Can someone tell me what type of plant this is and the best way to keep it healthy and how to prune it

Thanks!


----------



## 440mag (Jan 29, 2018)

I'm gonna take a stab and say Japanese Banana (leaves are NOT round or "globe" enough to be an elephant ear plant):

_Musa basjoo_
*Japanese banana*
Herbaceous perennial

Along with cannas and elephant ears, no other plant says "tropical" more than bananas. They are fast-growing, with the most vigorous varieties putting on anywhere from 6 to 10 feet or more growth in a single season. Depending on variety, their huge leaves come in many interesting colors and variegated patterns. Though they are thought of as trees, they don't produce woody growth. Their leaf sheaths form a trunk-like structure called a pseudostem which arises from an underground rhizome. Bananas can be grown in the ground, or in large pots and are easy to overwinter. If their stems are not cut back, new growth will resume at the point where growth stopped the previous year, and the resulting plant will achieve massive stature.

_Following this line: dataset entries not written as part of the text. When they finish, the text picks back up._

PR #248, opened 2020-09-10
Feature/app bar pattern

joebochill:
For PXBLUE-1477

- Update app bar content and images

image


src/docs/patterns/appbar.mdx
```diff
@@ -1,43 +1,86 @@
...
+        repository={'Dropdown Toolbar'}
+        angular={
+            'https://pxblue-components.github.io/angular/?path=/story/components-dropdown-toolbar--with-full-config'
+        }
+        react={'https://pxblue-components.github.io/react/?path=/story/components-dropdown-toolbar--with-full-config'}
+        ionic
+        reactNative
+    />
+    <Divider />
+</React.Fragment>
```
huayunh, line 55: I think all the other patterns are following the image-demo-text order? Correct me if I'm wrong

src/docs/patterns/appbar.mdx
```diff
@@ -1,43 +1,86 @@
...
+
+# Collapsible App Bar
 
 <ImageGrid
     images={[Image1, Image2]}
     caption={'A collapsible app bar shrinks and gets pinned to the top when the page is scrolled.'}
 />
```
huayunh, line 62: Better done with GIF

huayunh: Might also want to double-check the list item spacing

src/docs/patterns/appbar.mdx
```diff
@@ -1,43 +1,86 @@
...
 
-In some situations, you may want to present more information in an app bar, such as a large graphic, buttons, or multiple lines of text. In these cases, you can use a taller app bar that will shrink as the user scrolls down the page and be replaced by a basic app bar. This allows you the flexibility to present an eye-catching banner without permanently reducing the amount of usable space on the page. This is a pattern most commonly used for mobile applications, but could also be used at a larger scale.
+In some situations, you may want to present more than just a title and subtitle in an app bar, such as a large graphic, buttons, or multiple lines of text. In these cases, you can use a taller app bar that will shrink as the user scrolls down the page until it becomes a basic app bar. This allows you the flexibility to present an eye-catching banner without permanently reducing the amount of usable space on the page. This is a pattern most commonly used for mobile applications, but could also be used for web.
```
huayunh, line 65: Mention the word "collapsible" at least once in the introduction paragraph

> In these cases, you can use a taller app bar that will shrink as the user scrolls down the page until it **collapses** into a basic app bar.

src/docs/patterns/appbar.mdx
```diff
@@ -1,43 +1,86 @@
...
 
-## Search Bar
+The collapsible appbar should transition smoothly between the expanded and collapsed states — this means you will need to account for how the app bar will look throughout the transition. Because elements will disappear as the app bar shrinks, you'll need to use dynamic text scaling, opacity transitions, and / or other techniques to do this smoothly, depending on your content.
```
huayunh, line 67: We shall probably be more opinionated on this. Ideally, it should look like the Header component in React Native Component Library, but at the same time, I understand that this pattern can be a bit tricky in implementing the animation.

src/docs/patterns/appbar.mdx
huayunh: Maybe screen record the React Native component showcase?

src/docs/patterns/appbar.mdx
```diff
@@ -1,43 +1,86 @@
...
+
+<Divider />
+
+# Search Bar
 
 <ImageGrid
     images={[Image3, Image4]}
```
huayunh, line 74: This one probably also needs to be revisited on the list item spacing

huayunh: And better done with Gif too, to show the transition animation

src/docs/patterns/appbar.mdx
```diff
@@ -1,43 +1,86 @@
...
 
-A very common pattern seen in many types of applications is the ability to search for data on a page. This is achieved by placing a search icon/button in the app bar. When this button is clicked, a white Search Bar slides in from the right to cover the default toolbar. As the user enters text into the search field, the data is filtered in real-time.
+A very common pattern seen in many types of applications is the ability to search for data on a page. This is achieved by placing a search icon/button in the app bar. When this button is clicked, a white search bar slides in from the right to cover the default app bar. As the user enters text into the search field, the data is filtered in real-time. A back icon will close the Search Bar and clear the search results.
+
+## Auto-complete
+
+For more advanced searching, you may wish to include an auto-complete feature. You can implement autocomplete by including a contextual menu below the search bar with suggested search items. Alternatively, you can use type-ahead to automatically update the recommended search query in the search field as the user types (Google search does this).
```
huayunh, line 83: Would like to see two illustrations for the two auto-complete variants mentioned here

src/docs/patterns/appbar.mdx
```diff
@@ -1,43 +1,86 @@
...
 
 <Divider />
```
huayunh, line 85: One thing I was wondering — why are ng material and MUI both using 64px as the app bar height? I don't think the 64px is mentioned anywhere in Material's design spec.

src/docs/patterns/appbar.mdx
```diff
@@ -1,43 +1,86 @@
...
 />
 <DemoCard repository={'search-bar'} angular={'https://stackblitz.com/github/pxblue/angular-design-patterns?file=src%2Fapp%2Fpages%2Fapp-bar%2Fsearch-bar%2Fsearch-bar.component.ts'} react={'https://codesandbox.io/s/github/pxblue/react-design-patterns/tree/master?file=/src/pages/app-bar/search-bar/index.tsx&initialpath=search'} ionic reactNative />
 
-A very common pattern seen in many types of applications is the ability to search for data on a page. This is achieved by placing a search icon/button in the app bar. When this button is clicked, a white Search Bar slides in from the right to cover the default toolbar. As the user enters text into the search field, the data is filtered in real-time.
+A very common pattern seen in many types of applications is the ability to search for data on a page. This is achieved by placing a search icon/button in the app bar. When this button is clicked, a white search bar slides in from the right to cover the default app bar. As the user enters text into the search field, the data is filtered in real-time. A back icon will close the Search Bar and clear the search results.
```
huayunh, line 79: I think not all the applications do a mega white search bar like our docit. A lot of them do it in a small text field, like what we have on the iconography page icon browser. 

image

src/docs/patterns/appbar.mdx
joebochill: It depends on the content too. Are we telling people what to put inside of it (i.e, a collapsible app bar has three lines of text and a background image) or are we leaving that up to them and saying the pattern is just "big toolbar becomes small and make the content transition cleanly" and they could put anything they want in it?...I was assuming the latter.

src/docs/patterns/appbar.mdx
joebochill: Good question...i don't know. It's possible it was part of their specs before and got removed and the component libraries just carried on.

src/docs/patterns/appbar.mdx
joebochill: Do we want to include the mini one as another option? What are the rules for using one versus the other?

src/docs/patterns/appbar.mdx
joebochill: We don't actually have an implementation that does this properly yet. The react native one works on click, not scroll. I built one in RN for another project that we could potentially use. I definitely don't want to try to get Figma to animate that properly.

src/docs/patterns/appbar.mdx
huayunh: Hmmm, so should we shy away from the desktop dimension then?

huayunh: And can we have an img for collapsible app bar?

src/docs/patterns/appbar.mdx
huayunh: I am more inclined to yes, but I’d say have some design meetings around it.

src/docs/patterns/appbar.mdx
huayunh: I see what you mean here. I personally think we shall encourage the use of animations like RN Header bar by including a pic of it, then we can mention that there are several other different ways you can animate it

huayunh:
Developer section should mention drop down tool bar

src/docs/patterns/appbar.mdx
joebochill: As far as I can tell, there's no consistency.

I see on different pages:
`image-text-demo-image`
`image-text-demo`
`image-demo-text`
`text-image-demo`
`text-demo`
and
`demo-text`

I'm kind of preferential to text first to give some context around the images/demos.

joebochill: the ones currently doing image-demo-text are all ones that haven't been overhauled yet

src/docs/patterns/appbar.mdx
```diff
@@ -1,12 +1,10 @@
 import { DemoCard, ImageGrid, MaterialDesignDescription, Divider } from '../../app/components';
 import Banner from '../../app/assets/design-patterns/app-bar/appbar-banner.png';
-import Image1 from '../../app/assets/design-patterns/app-bar/collapsible-appbar/collapsible-appbar-expanded.png';
-import Image2 from '../../app/assets/design-patterns/app-bar/collapsible-appbar/collapsible-appbar-collapsed.png';
 import Collapsible from '../../app/assets/design-patterns/app-bar/collapsible-appbar/collapsible.gif';
+import Search from '../../app/assets/design-patterns/app-bar/search-bar/search.gif';
```
huayunh, line 4: (1) I think the search bar should slide in and cover the app bar, rather than pushing it away
(2) I realized that doc-it's search bar does not match exactly with this screenshot... We might need to update one of it

src/docs/patterns/appbar.mdx
joebochill: I wouldn't shy away from it, unless we're planning on overhauling our themes to override the default behaviors. I don't see a reason to at this point in time. I think the 64px works better when you have a subtitle (56 feels cramped)...material doesn't do subtitles in toolbars as far as I can tell.

src/docs/patterns/appbar.mdx
joebochill: Updating doc-it will be the faster way since it's already implemented like this in the RN component library

joebochill: ...layout wise. It doesn't do the slide.

joebochill: We can tell people it's a slide that occurs in 0ms

src/docs/patterns/appbar.mdx
huayunh: I agree on the 64px works better with the subtitle part. Just be aware that DSM and all other design files are using 56px

src/docs/patterns/appbar.mdx
```diff
@@ -1,45 +1,133 @@
...
+    <Divider />
+</React.Fragment>
+
+# Search Bar
 
 <ImageGrid
-    images={[Image3, Image4]}
+    regularWidth
+    images={[Search]}
     caption={'When the search icon is clicked, a white search bar will slide in and cover the default tool bar. '}
```
huayunh, line 90: We've got two actionable icons here, both indicate some dismissal actions. Here's what I suggest for the animation:
search-bar

src/docs/patterns/appbar.mdx
```diff
@@ -1,45 +1,133 @@
...
 
-A very common pattern seen in many types of applications is the ability to search for data on a page. This is achieved by placing a search icon/button in the app bar. When this button is clicked, a white Search Bar slides in from the right to cover the default toolbar. As the user enters text into the search field, the data is filtered in real-time.
-
-<Divider />
+A very common pattern seen in many types of applications is the ability to search for data on a page. This is achieved by placing a search icon/button in the app bar. When this button is clicked, a white search bar slides in from the right to cover the default app bar. As the user enters text into the search field, the data is filtered in real-time. A back icon will close the Search Bar and clear the search results.
+
+If your search is not a global-level search, you can place a smaller search input near the content being searched (e.g., a card header).
+
+<React.Fragment>
+    <ImageGrid
```
huayunh, line 98: Would prefer this to be more hi res

src/docs/patterns/appbar.mdx
```diff
@@ -1,45 +1,133 @@
...
+</React.Fragment>
+
+## Auto-complete
+
+For more advanced searching, you may wish to include an auto-complete feature. You can implement autocomplete by including a contextual menu below the search bar with suggested search items. Alternatively, you can use type-ahead to automatically update the recommended search query in the search field as the user types (Google search does this).
+
+<React.Fragment>
+    <ImageGrid
+        regularWidth
+        images={[AutoVariants]}
```
huayunh, line 123: Don't like the elevation; see figma for a potential fix (or you can do what docit is doing)

huayunh:
I don't know about this image. I think mobile should look the same as the desktop (so that the user doesn't have to move their fingers up and down) -- ask other designers about this

And there are too many dividers in pic 1, see Material Design's guideline: https://material.io/components/dividers

image

src/docs/patterns/appbar.mdx
huayunh: Source file in Figma, if you want to make changes or remove that bottom stroke there

joebochill:
> And there are too many dividers in pic 1, see Material Design's guideline: https://material.io/components/dividers

Seems like Material has somewhat contradictory advice. They use dividers to separate list items above and then say not to do it:
image
image

I'm fine with taking them out in this case though.

joebochill:
> I don't know about this image. I think mobile should look the same as the desktop (so that the user doesn't have to move their fingers up and down) -- ask other designers about this

Up until this point, we've been avoiding the use of any sort of dropdown menus on mobile in favor of bottomsheets. I'm assuming that this is to more closely align with the underlying native behaviors of select pickers.

huayunh:
> Seems like Material has somewhat contradictory advice. 

My understanding is that count as "grouped items" :P 

But definitely not one divider per single line

huayunh (approved):
> Up until this point, we've been avoiding the use of any sort of dropdown menus on mobile in favor of bottomsheets. I'm assuming that this is to more closely align with the underlying native behaviors of select pickers.

Let's ask other designers about it; I played around with an Android phone and it seems they are avoiding this. Our dropdown toolbar component also does not behave this way by default without any hacks.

Sun: Full sun to partial shade
Water: Provide abundant moisture and fertilizer for most vigorous growth.
Height: Dwarf varieties not withstanding, most cultivars grow 6 to 14 feet or more.
(*Source*: http://www.missouribotanicalgarden.org/gardens-gardening/your-garden/help-for-the-home-gardener/advice-tips-resources/visual-guides/tropicals-for-gardens-and-containers.aspx)

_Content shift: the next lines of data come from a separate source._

PR #255, opened 2020-09-18
Emphasize more on the formats

huayunh:
Incorporate some Ian feedback & expand 

- Added a section "International Contacts"
- Added a "commonly influenced formats" list
- Added a link to Wikipedia

#### Screenshots:
image


src/docs/patterns/internationalization.mdx
```diff
@@ -52,7 +53,22 @@ When showing a list of languages, the language names should be presented in thei
...
+Units, currency, and formats are usually linked with a particular locale. However, there can be differences in usage even within a single locale. You should provide users with the option to change these values (if appropriate for your application) in their locale settings.
+
+Some commonly influenced formats include:
+
+-   Phone number
+-   Names (given name first or last)
+-   Address (street name first or country name first)
+-   Date and time
+-   Numbers (comma vs. period)
+-   Punctuations
```
joebochill, line 65:
```suggestion
-   Phone number
-   Names (e.g., given name vs. surname order)
-   Address (e.g., street name first or country name first)
-   Date and time
-   Numbers (comma vs. period)
-   Punctuation
```
any examples of where punctuation differs? I know quotations are different, but was there something else you had in mind?

src/docs/patterns/internationalization.mdx
```diff
@@ -52,7 +53,22 @@ When showing a list of languages, the language names should be presented in thei
...
+
+## International Contacts
+
+<ImageGrid images={[FormsImage]} caption={'Allow the users to put in an international phone number.'} regularWidth />
+
+Your users may register a new account or create a new contact for anyone around the globe. You should provide options for them to register with a local phone number.
```
joebochill, line 71: I would skip this as a section on its own, particularly since phone number is an optional field for registration. I would just move the image to the previous section and give it a descriptive caption like "Consider your global audience when crafting forms — you may need to support multiple input formats such as for a phone number."

src/docs/patterns/internationalization.mdx
huayunh: Mostly for that quotation thing«»  but… there can be a lot of Asian things that differ from those Latin based languages

。、《》「」

src/docs/patterns/internationalization.mdx
huayunh: Yeah! This is certainly better. I tried merging the two but couldn’t find a proper way. Thanks.

huayunh:
Not gonna run yarn indexer this time... We can run that for the final push of dev->master

joebochill (approved):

Pretty carefree and here is some info on what is perhaps the most critical thing to watch, in Zones which freezing occurs: https://www.brighterblooms.com/planting-directions/basjoo-banana-care/
Excerpt: "_Winter care is important. After your Basjoo Banana tree has been hit by the first frost, cut the hardy banana to the ground. Don't let it rot back because it can continue rotting down into the roots which will kill the plants. Cover with a good 6 to 8 inches of mulch and then cover the mulch with a sheet of plastic. You must keep the mulch dry or the banana plant roots will become wet and rot. In the early spring, before growth starts, remove the plastic, remove most of the mulch and let the plant come back when the ground warms up_."


----------



## LowCountryCharleston (Jun 21, 2018)

440mag said:


> I'm gonna take a stab and say Japanese Banana (leaves are NOT round or "globe" enough to be an elephant ear plant):
> 
> _Musa basjoo_
> *Japanese banana*
> ...


Sweet Thanks! We're located in Charleston, SC and we normally get first frost 12/1 and beyond. 
Yeah the leaves are more elongated egg shapes. I really like it and want to make sure I give it what it needs to thrive. 
Thanks again for the help


----------



## 440mag (Jan 29, 2018)

It's a beauty and glad (assuming) y'all made it through Florence okay!


----------



## LowCountryCharleston (Jun 21, 2018)

440mag said:


> It's a beauty and glad (assuming) y'all made it through Florence okay!


Yeah I really enjoy that plant. We definitely dodged a bullet with that storm and came out unscathed. 
Thanks for asking!


----------